Using High Resolution Borehole Closure and Tilt to Infer the Relation Between Ice Properties and Flow

Ice deformation is sensitive to ice properties, such as crystal fabric, grain size, and impurities, which affect both ice sheet modeling and ice core interpretation. Despite numerous previous studies, in-situ data to infer details of the physical processes and feedbacks is still lacking. We use the closure and tilt of the recently drilled West Antarctic Ice Sheet (WAIS) Divide borehole to evaluate the importance of these properties on deep ice flow. This borehole offers a unique data set because it is located farther from an ice divide and has more measurable deformation than most other recent drilling projects.

We track borehole deformation by making repeat measurements with an Acoustic Televiewer in 2014/15 and 2016/17. This tool collects borehole radial shape, tilt, and azimuth data at very high resolution (depth resolutions as high as 1.4mm). The WAIS Divide coring and borehole logging efforts provide additional detailed ice properties for analysis of these deformation measurements. Here we use a 1D temperature-dependent Glen's Flow Law model as the forward model to predict borehole closure (based on density differences between the ice and borehole fluid) and tilt.

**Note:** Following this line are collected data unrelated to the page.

PR #2533, opened 2023-08-05
fix JBCefScrollbarsHelper.java

mallowigi:
I got this issue in my plugin: https://github.com/mallowigi/material-theme-issues/issues/369

After investigating a bit I found out that the Markdown Preview doesn't render the scrollbars well, but only for some of the themes.

Then I found out this possible typo. I don't know if this is the fix for my issue but I suspect it is

### DIFF
--- a/platform/platform-api/src/com/intellij/ui/jcef/JBCefScrollbarsHelper.java
+++ b/platform/platform-api/src/com/intellij/ui/jcef/JBCefScrollbarsHelper.java
@@ -233,7 +233,7 @@ public final class JBCefScrollbarsHelper {
     Color color = ObjectUtils.notNull(colorsScheme.getColor(key), key.getDefaultColor());
     double alpha = ObjectUtils.notNull(getScrollbarAlpha(key), color.getAlpha()) / 255.0;
 
-    return String.format(Locale.ROOT, "rgba(%d, %d, %d, %f)", color.getRed(), color.getBlue(), color.getBlue(), alpha);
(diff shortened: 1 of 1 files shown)


platform/platform-api/src/com/intellij/ui/jcef/JBCefScrollbarsHelper.java
```diff
@@ -233,7 +233,7 @@ private static int getThumbRadiusPx() {
     Color color = ObjectUtils.notNull(colorsScheme.getColor(key), key.getDefaultColor());
     double alpha = ObjectUtils.notNull(getScrollbarAlpha(key), color.getAlpha()) / 255.0;
 
-    return String.format(Locale.ROOT, "rgba(%d, %d, %d, %f)", color.getRed(), color.getBlue(), color.getBlue(), alpha);
+    return String.format(Locale.ROOT, "rgba(%d, %d, %d, %f)", color.getRed(), color.getBlue(), color.getGreen(), alpha);
```
AMPivovarov, line 236: `rgba(...)` - so, probably, the first duplicate should be modified. 
Thanks for the hint!

mallowigi: good catch. Fixing :)

ujpv: @mallowigi thank you for the fix!
Committed  29421e7

AMPivovarov:
Merged: https://github.com/JetBrains/intellij-community/commit/29421e78e0f600397f3ee4930bd15a0e33eed4d5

After temperature, crystal fabric emerges as the dominant factor in predicting borehole closure (normal deviatoric stress components) in this location, especially in ice within the bottom 1000m. Layers with strong vertical single-maximum fabric close more slowly than layers with more isotropic fabric. Further, borehole closure (normal stress) and tilt (simple shear) are negatively correlated where there is strong, vertical single-maximum fabric, also indicating that fabric is significant relative to the effect of impurities or grain size (which both should create positive correlations). Because of the feedbacks between ice deformation, fabric development, and climate history, the deep ice is particularly sensitive to these processes, which can be important for ice-flow modeling and interpretation of climate from deep ice cores.